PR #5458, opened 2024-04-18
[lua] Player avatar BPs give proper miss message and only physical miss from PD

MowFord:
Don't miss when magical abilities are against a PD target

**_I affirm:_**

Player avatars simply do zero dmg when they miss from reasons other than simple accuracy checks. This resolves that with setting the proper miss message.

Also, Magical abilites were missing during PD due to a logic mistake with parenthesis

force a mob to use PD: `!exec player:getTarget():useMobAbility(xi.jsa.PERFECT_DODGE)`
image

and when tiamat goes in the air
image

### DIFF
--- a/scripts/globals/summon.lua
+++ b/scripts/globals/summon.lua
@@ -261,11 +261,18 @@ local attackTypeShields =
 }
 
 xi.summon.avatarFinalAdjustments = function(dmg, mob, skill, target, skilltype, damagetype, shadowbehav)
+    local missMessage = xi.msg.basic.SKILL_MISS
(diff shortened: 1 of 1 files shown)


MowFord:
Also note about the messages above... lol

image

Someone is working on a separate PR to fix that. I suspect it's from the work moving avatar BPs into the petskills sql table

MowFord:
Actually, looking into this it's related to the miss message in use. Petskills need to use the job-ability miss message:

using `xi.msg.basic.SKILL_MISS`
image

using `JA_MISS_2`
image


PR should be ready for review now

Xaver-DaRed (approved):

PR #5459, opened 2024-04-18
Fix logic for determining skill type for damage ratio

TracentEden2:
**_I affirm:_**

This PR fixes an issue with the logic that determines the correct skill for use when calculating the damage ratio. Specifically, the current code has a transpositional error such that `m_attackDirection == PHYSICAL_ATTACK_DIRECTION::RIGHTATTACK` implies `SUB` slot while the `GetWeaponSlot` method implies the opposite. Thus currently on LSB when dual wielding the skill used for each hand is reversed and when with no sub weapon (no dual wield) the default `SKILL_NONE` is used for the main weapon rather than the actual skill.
● ● ● ●
_Aim of the exercise_. Reproduce the entries exactly as they appear.

_Output below_.
PR #5458, opened 2024-04-18
[lua] Player avatar BPs give proper miss message and only physical miss from PD

MowFord:
Don't miss when magical abilities are against a PD target

**_I affirm:_**

Player avatars simply do zero dmg when they miss from reasons other than simple accuracy checks. This resolves that with setting the proper miss message.

Also, Magical abilites were missing during PD due to a logic mistake with parenthesis

force a mob to use PD: `!exec player:getTarget():useMobAbility(xi.jsa.PERFECT_DODGE)`
image

and when tiamat goes in the air
image

### DIFF
--- a/scripts/globals/summon.lua
+++ b/scripts/globals/summon.lua
@@ -261,11 +261,18 @@ local attackTypeShields =
 }
 
 xi.summon.avatarFinalAdjustments = function(dmg, mob, skill, target, skilltype, damagetype, shadowbehav)
+    local missMessage = xi.msg.basic.SKILL_MISS
(diff shortened: 1 of 1 files shown)


MowFord:
Also note about the messages above... lol

image

Someone is working on a separate PR to fix that. I suspect it's from the work moving avatar BPs into the petskills sql table

MowFord:
Actually, looking into this it's related to the miss message in use. Petskills need to use the job-ability miss message:

using `xi.msg.basic.SKILL_MISS`
image

using `JA_MISS_2`
image


PR should be ready for review now

Xaver-DaRed (approved):

PR #5459, opened 2024-04-18
Fix logic for determining skill type for damage ratio

TracentEden2:
**_I affirm:_**

This PR fixes an issue with the logic that determines the correct skill for use when calculating the damage ratio. Specifically, the current code has a transpositional error such that `m_attackDirection == PHYSICAL_ATTACK_DIRECTION::RIGHTATTACK` implies `SUB` slot while the `GetWeaponSlot` method implies the opposite. Thus currently on LSB when dual wielding the skill used for each hand is reversed and when with no sub weapon (no dual wield) the default `SKILL_NONE` is used for the main weapon rather than the actual skill.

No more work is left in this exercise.